2019-09-16, 10:30–11:00 (Europe/London), Ferrier Hall
Reproducibility and collaboration are difficult aspects of any business-based analytics, speaking from personal experience, where a project is likely shared between a technical analyst and a business analyst. This talk aims to show examples of how this can be improved through aspects of the Python / R toolset.
Analytics without reproducibility, the ability to reproduce an output from its component parts, results in inherent risk. This is especially true in a business environment where staff can and will move to new jobs, leaving projects and work that may be vital for the business. Ensuring proper project organisation and understanding by other team members is therefore vital. In addition, analytics without collaboration can lead to wholly unsuitable results. Input is needed from both technical analysts (TAs) and business analysts/stakeholders (BAs) to ensure the analytics is paired with domain knowledge and context. Without collaboration and reproducibility, unsuitable work that no one else can understand or continue to build upon is produced.

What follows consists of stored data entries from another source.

PR #580, opened 2021-03-26
Read environment Variables for ProfInfo APIs

zFernand0:
- Allow reading and overriding of missing arguments

### DIFF
--- a/packages/config/src/ProfileInfo.ts
+++ b/packages/config/src/ProfileInfo.ts
@@ -870,8 +870,7 @@ export class ProfileInfo {
         const envStart = envPrefix + "_OPT_";
         for (const key in process.env) {
             if (key.startsWith(envStart)) {
-                const value: string = process.env[key];
-                let argValue: any = value;
+                let argValue: any = process.env[key];
                 let dataType: any = typeof argValue;
                 let argName: string = CliUtils.getOptionFormat(key.substring(envStart.length).replace(/_/g, "-").toLowerCase()).camelCase;
 
@@ -882,25 +881,20 @@ export class ProfileInfo {
                         }
                     }
                 } else {
-                    if (value.toUpperCase() === "TRUE" || value.toUpperCase() === "FALSE") {
+                    if (argValue.toUpperCase() === "TRUE" || argValue.toUpperCase() === "FALSE") {
                         dataType = "boolean";
-                    } else if (!isNaN(+(value))) {
+                    } else if (!isNaN(+(argValue))) {
                         dataType = "number";
-                    } else if (/(^"{)(}"$)/g.exec(value)) {
-                        dataType = "object";
-                    } else if (/(^"\[)(\]"$)/g.exec(value)) {
-                        dataType = "array";
                     }
+                    // TODO: Look for option definition for argName to check if it's an array
                 }
 
                 if (dataType === "boolean") {
-                    argValue = value.toUpperCase() === "TRUE";
+                    argValue = argValue.toUpperCase() === "TRUE";
                 } else if (dataType === "number") {
-                    argValue = +(value);
+                    argValue = +(argValue);
                 } else if (dataType === "array") {
-
-                } else if (dataType === "object") {
-
+                    argValue = CliUtils.extractArrayFromEnvValue(argValue);
                 }
 
                 const tempArg: IProfArgAttrs = {
@@ -918,11 +912,5 @@ export class ProfileInfo {
                 }
             }
         }
-
-        if (this.mOverrideWithEnv === false) {
-            return;
-        }
-
-        // todo: get values from environment variables
     }
 }
--- a/packages/config/src/ProfileInfo.ts
+++ b/packages/config/src/ProfileInfo.ts
@@ -921,7 +921,7 @@ export class ProfileInfo {
                     if (knownArgsIndex < 0) {
                         mergedArgs.knownArgs.push(tempArg);
                     }
-                    if (missingArgsIndex >= 0) mergedArgs.missingArgs = mergedArgs.missingArgs.splice(missingArgsIndex, 1);
+                    if (missingArgsIndex >= 0) mergedArgs.missingArgs.splice(missingArgsIndex, 1);
                 }
             }
         }
--- a/packages/config/src/ProfileInfo.ts
+++ b/packages/config/src/ProfileInfo.ts
@@ -464,7 +464,7 @@ export class ProfileInfo {
             // overwrite with any values found in environment
             this.overrideWithEnv(mergedArgs, profSchema);
 
-            for (const tempArg of mergedArgs.missingArgs) {
+            for (const tempArg of mergedArgs.missingArgs || []) {
                 // Check if missing property is required
                 if (profSchema.required?.includes(tempArg.argName)) {
                     missingRequired.push(tempArg.argName);
@@ -920,10 +920,8 @@ export class ProfileInfo {
                 if (argNameFound || missingArgsIndex >= 0) {
                     if (knownArgsIndex < 0) {
                         mergedArgs.knownArgs.push(tempArg);
-                    } else {
-                        mergedArgs.knownArgs[knownArgsIndex] = tempArg;
                     }
-                    if (missingArgsIndex >= 0) delete mergedArgs.missingArgs[missingArgsIndex];
+                    if (missingArgsIndex >= 0) mergedArgs.missingArgs = mergedArgs.missingArgs.splice(missingArgsIndex, 1);
                 }
             }
         }
--- a/packages/config/src/ProfileInfo.ts
+++ b/packages/config/src/ProfileInfo.ts
@@ -917,7 +917,7 @@ export class ProfileInfo {
 
                 const missingArgsIndex = mergedArgs.missingArgs.findIndex((arg) => arg.argName === argName);
                 const knownArgsIndex = mergedArgs.knownArgs.findIndex((arg) => arg.argName === argName);
-                if (missingArgsIndex < 0 && argNameFound) {
+                if (missingArgsIndex < 0 || argNameFound) {
                     if (knownArgsIndex < 0) {
                         mergedArgs.knownArgs.push(tempArg);
                     } else {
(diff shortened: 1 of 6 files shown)


packages/config/src/ProfileInfo.ts
```diff
@@ -863,11 +865,57 @@ export class ProfileInfo {
...
+                    argName,
+                    argValue,
+                    dataType,
+                    argLoc: { locType: ProfLocType.ENV }
+                };
+
+                const argIndex = mergedArgs.knownArgs.findIndex((arg) => arg.argName === argName)
+                if (argIndex < 0) {
+                    mergedArgs.knownArgs.push(tempArg);
+                } else if (this.mOverrideWithEnv) {
```
gejohnston, line 915: Is there a reason for placing the test of mOverrideWithEnv at the end of this function? If we tested mOverrideWithEnv for FALSE at the beginning of the function, we could immediately return and not perform any of the environment operations.

What have I overlooked?

gejohnston (changes requested):
See if my suggested change makes sense.

packages/config/src/ProfileInfo.ts
zFernand0: I guess I made the assumption (probably a wrong one :yum:) that we may want to still load environment variables into `knownArgs` in case they were not specified by the user, or don't exist in a profile.

gejohnston: The mOverrideWithEnv variable was created because at least some of the VSCode extension teams said that they never want environment variables to override the values from the profiles.  Such teams will specify such a choice on the ProfileInfo constructor, and we will not use the environment to override any argument value for that instance of the ProfileInfo class.

gejohnston: My interpretation is that those GUI teams don't want the environment to supply a value even for an argument that is not specified anywhere. They feel that environment variables will be too confusing for  their VSCode users.

zFernand0: Thanks Gene. I think I've address these comments. 😋

gejohnston (approved):
Looks good to me.

packages/config/src/ProfileInfo.ts
```diff
@@ -863,11 +865,59 @@ export class ProfileInfo {
...
+                    for (const [propName, propObj] of Object.entries(profSchema.properties || {})) {
+                        if (argName === propName) {
+                            dataType = this.argDataType(propObj.type);
+                            argNameFound = true;
+                        }
+                    }
+                }
 
-        // todo: get values from environment variables
+                if (profSchema == null || !argNameFound) {
```
t1m0thyj, line 890: Is it desired behavior that I can set a property `ZOWE_OPT_SOME_ARG_NAME_THAT_DOES_NOT_EXIST`, and the value will get read as a known arg?

Just want to make sure we don't get bitten by a scenario like this:
```shell
export ZOWE_OPT_RECURSIVE=true
zowe files delete uss <dirname> -f
```

Oh crap, I deleted a whole directory recursively!

I know this is an odd scenario - why would someone set this environment variable? But it could be unexpected behavior if users expect only properties contained in the profile schema (host, user, password, etc) to be loaded from environment variables.

t1m0thyj: This may also be a broader discussion than just environment variables - I suppose users could also set `'recursive': true` in a config JSON file, which would result in a similar scenario.

gejohnston: I believe that our agreement with consumers of this API was that we would only process properties that were in a profile (or missing properties that were defined for that profile type). I think that we should extend that to environment variables.

I think would could achieve that limitation if some of this logic were grouped under the following test, which occurs earlier in function:
```
       if (profSchema != null) {
```
Inside there, we could test that the environment variable matches a missing arg.
I think that we would still want to process environment variables for the knownArgs even if we did not have a schema.

t1m0thyj: > I believe that our agreement with consumers of this API was that we would only process properties that were in a profile (or missing properties that were defined for that profile type). I think that we should extend that to environment variables.

I agree with this - but it's unclear to me how we will "only process properties that were in a profile" when loading arg values from a config JSON file? If there is no schema present, a user could define any args they wish in a team config profile (`response-format-json`, `help-web`, etc).

Another question - if there is a schema present, should `mergeArgsForProfile` throw an error when non-profile args (like `rfj`) are defined in a config JSON file? This validation isn't happening currently.

> I think that we would still want to process environment variables for the knownArgs even if we did not have a schema.

I think environment variables only need to be processed for missingArgs. The way knownArgs is currently implemented, all the args it contains have values already defined, so looking at environment variables (at the bottom of the order of precedence list) could be skipped.

zFernand0: I've made some changes to the implementation...
Please see comment below

zFernand0:
In an attempt to address all comments on the PR, I've made some changes to the current implementation.
As long as `mOverrideWithEnv === true`:
- properties found in the schema will be overwritten (in `knownArgs`)
- properties found in the `missingArgs` will be added or updated/overwritten with ENV values regardless of whether they are found in the schema.

packages/config/src/ProfileInfo.ts
gejohnston: I think the placement of default values into either missing or known args muddies the conversation. Currently default values are in missing, but our VSCE users could ask to change that. I think that these statements follow the order-of-precedence used by the CLI, and mostly conforms to Timothy's guidelines. 

1. A default value can be overridden by an env var. We only get default values if we can find a schema.
2. A missing value (which is not default) can also be overridden by an env var.  We only get missing values by finding a schema and finding properties that are required.
3. A known value should NOT be overridden by an env var. Just like the CLI, if the user places a value in a config file, the config file takes precedence over an env var. Sorry, I forgot this particular rule in earlier conversations.

zFernand0: hopefully this helps address the 3rd rule 😋 
https://github.com/zowe/imperative/blob/c352d576bc372b551358ca6aee1861674e32b32d/packages/config/__tests__/ProfileInfo.test.ts#L329-L334

packages/config/src/ProfileInfo.ts
```diff
@@ -39,6 +39,7 @@ import { CliUtils, ImperativeConfig } from "../../utilities";
 import { ImperativeError } from "../../error";
 import { ImperativeExpect } from "../../expect";
 import { Logger } from "../../logger";
+import { IProfArgAttrs } from "./doc/IProfArgAttrs";
 
 /**
  * This class provides functions to retrieve profile-related information.
```
dkelosky, line 45: Is the new api all wrapped up in `ProfileInfo` class ? I don't want to be picky on names, but two initial reactions:
- `Profile` commands are being deprecated, should new APIs be associated with a Profile name?
- `Info` seems like it provides "profile info" but the description says it provides functions to retrieve profile-related information. Is this the final name?

packages/config/src/ProfileInfo.ts
zFernand0: each property tries to address a different scenario.
- `host`: property from team config -> ENV var will not update it even if `mOverrideWithEnv === true`
- `RFH `: property from team config -> not found in schema, nor missing arguments (Not updated)
- `port`: property defined in schema with default value and not specified in team config
- `list`: property defined in schema but not specified in team config

packages/config/src/ProfileInfo.ts
```diff
@@ -920,10 +920,8 @@ export class ProfileInfo {
                 if (argNameFound || missingArgsIndex >= 0) {
                     if (knownArgsIndex < 0) {
                         mergedArgs.knownArgs.push(tempArg);
-                    } else {
-                        mergedArgs.knownArgs[knownArgsIndex] = tempArg;
                     }
-                    if (missingArgsIndex >= 0) delete mergedArgs.missingArgs[missingArgsIndex];
+                    if (missingArgsIndex >= 0) mergedArgs.missingArgs = mergedArgs.missingArgs.splice(missingArgsIndex, 1);
```
t1m0thyj, line 924: Should the left side of equal sign be removed?
`mergedArgs.missingArgs = mergedArgs.missingArgs.splice(missingArgsIndex, 1);` -> `mergedArgs.missingArgs.splice(missingArgsIndex, 1);`

I believe `Array.splice` returns the deleted item(s), not the remaining item(s) in the array.

packages/config/src/ProfileInfo.ts
t1m0thyj: Thanks for addressing and sorry for complicating this discussion by getting the behavior of `mergeArgsForProfile` involved 😢 I'll move that part of the discussion to #579, so this conversation can be resolved 🙂

packages/config/src/ProfileInfo.ts
zFernand0: `/facepalm` 🤦

zFernand0: I believe this is fixed, and enhanced the test so that this behavior is properly captured.

packages/config/src/ProfileInfo.ts
gejohnston: I was responsible for choosing the name ProfileInfo. Discussions with stakeholders made it clear that they wanted to limit retrieval of arguments to those arguments that were contained in profiles or defined within profile definitions. Even though questions about writing back continue to occur, our mandate was to read the information and merge any overriding values. Thus the name profile-information --> ProfileInfo. I just did not find a better name. I do not object to a better name. If we want to do that, I suggest that we approve and merge this PR, and open an issue for the name change to be completed before we deliver an @next version that can be used by VSCE validators.

t1m0thyj (approved):
LGTM 🙂

packages/config/src/ProfileInfo.ts
zFernand0: no worries! Thanks for the discussion! : )

packages/config/src/ProfileInfo.ts
zFernand0: please see https://github.com/zowe/imperative/issues/582 :)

Integrating reproducibility and collaboration however can be difficult. Different people prefer different tooling, especially those that work in different fields, and the idea of how the resultant product should be shared or maintained can differ. For example, TAs will likely favour notebooks and IDEs over a BAs office suite and TAs are more likely to hold onto the data / database links while BAs are likely to favour the final output.
The aim of this talk is to provide a quick overview, from personal experience working in both consulting and retail, on how both reproducibility and collaboration can be improved by utilising a set of tools within the Python / R ecosystem. I will discuss friendlier ways to set relative paths, utilising both R and Python within the same environment and a methodology for outputting markdown to Microsoft Word, which can then be converted back into a markdown format. I will suggest an example workflow of the sharing of an analysis with a BA, who is then able to tweak wording themselves and add design suggestions, which can then be performed by the TA. Finally, I will discuss my own personal experiences of collaboration and reproducibility and why they are so essential.
Rich is an ex molecular biologist who since completing his PhD has worked within consulting and retail, recently joining the data and analytics division of private consultancy in Leeds. He has a strong interest in both machine learning and building production ready applications, with a background in coding in R and more recently python. Outside of coding his main interests are sports and craft ale!